Mas empecé a ver que en todas las casas
estaban la Envidia, la Saña, la Ira,
y en todos los rostros ardían las brasas
de odio, de lujuria, de infamia y mentira.
Hermanos a hermanos hacían la guerra,
perdían los débiles, ganaban los malos,
hembra y macho eran como perro y perra,
y un buen día todos me dieron de palos.
Me refería líneas atrás a un caso de
licantropía, y de ello ha dado muchísimas muestras el cine. El inconveniente
desde mi punto de vista es que, en la mayoría de las ocasiones, se ha centrado
tanto en la metamorfosis del hombre lobo, así como en las escenas de ataque,
sangre y terror, que por el camino se ha olvidado de que la mitad de su
denominación genérica es “hombre”. Tal vez el mejor acercamiento a este tema
que haya dado el cine sea el de Terence Fisher, que no en vano hizo una
revisión de todos los mitos del cine de terror, con unos resultados
extraordinarios. El que nos interesa aquí se llama La maldición del hombre lobo, es de 1961 y no se estrenó en España
en su momento porque ¡la acción se desarrollaba en un lugar del norte de
nuestro país!, cosa que a la censura no le debió de hacer mucha gracia; de ahí
que lo nombres de los personajes y de los lugares sean todos españoles.
Al igual que ocurría con una de sus
películas de Drácula, Fisher no muestra la primera transformación hasta casi la
mitad del metraje, porque se ha detenido en una historia de maldad, la del duque
Siniestro (así se llama el villano, por si alguien dudaba de quién es aquí uno
de los seres más crueles de la historia del cine), que encarcela de por vida a
un mendigo y que pretende satisfacer su lujuria con la bella hija del
carcelero, una chica sordomuda a la que, no plegándose a sus libidinosos
deseos, mete en la misma mazmorra que el mendigo, quien, tras años allí ha
perdido su condición humana, la viola.
De ese acto nace un bebé maldito, como vemos ya desde su mismo bautismo, pero
lo importante es que los escasísimos ataques y transformaciones están
plenamente justificados por el guión, y esa vida que siente latir,esa felicidad
en su alma cuando el amor lo toca y rodea lo hace humano y resguarda de su lado
bestial, mientras que la ira, el rencor y el dolor que padece por otros seres
lo lleva a desear la muerte, que vendrá de la mano de su propio padrastro, a
quien ha dado una bala de plata para que lo libre de esos sufrimientos y no volver
a matar. En un campanario tiene lugar la escena final, a la vez que tañen las
campanas, como lo hacían al comienzo de la película; pero lo que entonces
indicaba una boda ahora señala la liberación de un corazón noble cuya ansia de
felicidad choca con la maldad de los hombres. Diríamos que estamos ante uno de
los grandes personajes que el cine ha creado como epítome de un ser romántico,
entendiendo como tal los que vivían y morían en la época del Romanticismo,
claro está, no muy lejos de la criatura creada por el doctor Frankenstein …

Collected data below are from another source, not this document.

PR #1231, opened 2017-10-09
Small update for VSCode Icons

torn4dom4n:
- Updated urlOfficialApi link.


src/constants/index.ts
```diff
@@ -11,5 +11,5 @@ export const constants = {
   },
   urlReleaseNote: 'https://github.com/vscode-icons/vscode-icons/blob/master/CHANGELOG.md',
   urlReadme: 'https://github.com/vscode-icons/vscode-icons/blob/master/README.md',
-  urlOfficialApi: 'https://code.visualstudio.com/docs/customization/themes#_select-an-icon-theme',
+  urlOfficialApi: 'https://code.visualstudio.com/docs/getstarted/themes#_selecting-the-file-icon-theme',
```
robertohuertasm: Thanks for this

README.md
```diff
@@ -1,4 +1,4 @@
-# vscode-icons
+# VSCode Icons
```
robertohuertasm: The name was correct, so the change has to be undone.

package.json
```diff
@@ -1,6 +1,6 @@
 {
     "name": "vscode-icons",
-    "displayName": "vscode-icons",
+    "displayName": "VSCode Icons",
```
robertohuertasm: Same here

torn4dom4n: I think to use **VSCode Icons** is better. **vscode-icons** is only an id name. I can see you use **VSCode Icons** to `Preferences: File Icon Theme`:
image

torn4dom4n: BTW, other File Icon Themes often don't use `name`  for `displayName`.

image

JimiC: @torn4dom4n We have already discussed this as a team and we decided to go with @robertohuertasm reasoning of keeping the name "dev" related. For the history, I have already raised the naming issue some months ago.

robertohuertasm: Yes, this was already discussed. We would have to dig the closed issues to get that old debate. 

@JimiC was in favour of changing it and I have to say that I've come to abandon the initial idea that I held to when we discussed this. So... if you want to open the debate again, I'm already open to discuss it. Even I've come to think that now it's really the time to get rid of the `preview` tag. 

@JimiC , @jens1o what is your opinion on this?

JimiC: I'm in awe 😮

robertohuertasm: That's a good or bad awe?

JimiC: Neutral.

torn4dom4n: For me, I want to use **VSCode Icons** because **vscode-icons** is an id name. And I favor removing `preview` tag, **VSCode Icons** is good enough to use.

JimiC: If used, `VSCode Icons` will still be just the display name. `vscode-icons` **is** the extensions name and will remain so even if the displayed name changes.

torn4dom4n: VSCode has `displayName` and Atom is not. See https://code.visualstudio.com/docs/extensionAPI/extension-manifest#_fields

JimiC: @torn4dom4n Exactly what I'm saying.

JimiC: To not make this PR comment lengthy I suggest to keep only the link update and move the name change to an issue for further discussion.

torn4dom4n: @JimiC Should I revert commit `Using VSCode icons name` and open an issue?

JimiC: You will have to keep only `Update link`. And yes opening a new issue is the way to go.

torn4dom4n: I opened an issue to discuss at https://github.com/vscode-icons/vscode-icons/issues/1232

De todas formas, no digamos que no hay
más lobos que los de las películas de licántropos, obviamente - por no hablar de las desdichadas versiones
paródicas, que son muchas-, incluso hay una española con José Luis López
Vázquez haciendo de buhonero epiléptico, y a quien los vecinos creen un hombre
lobo; entre otras cosas porque, por un lado, tenemos muy singulares versiones
de Caperucita Roja, como En compañía de
lobos (1984), donde Neil Jordan llevaba a cabo una suerte de revisión del
famoso cuento, con la diferencia de que aquí el lobo parece ser un hombre lobo
y, de que las connotaciones sexuales que
ya latían en Perrault y los hermanos Grimm son más claras. Por otra parte,
conviene no olvidar la singular versión de hace unos años, en la que la
peculiar jovencita que hacía las veces de Caperucita no es no que no fuera la
víctima, sino que era quien secuestraba al hombre que simbólicamente representaba
al lobo, en un intento de rizar el rizo en la medida de lo posible.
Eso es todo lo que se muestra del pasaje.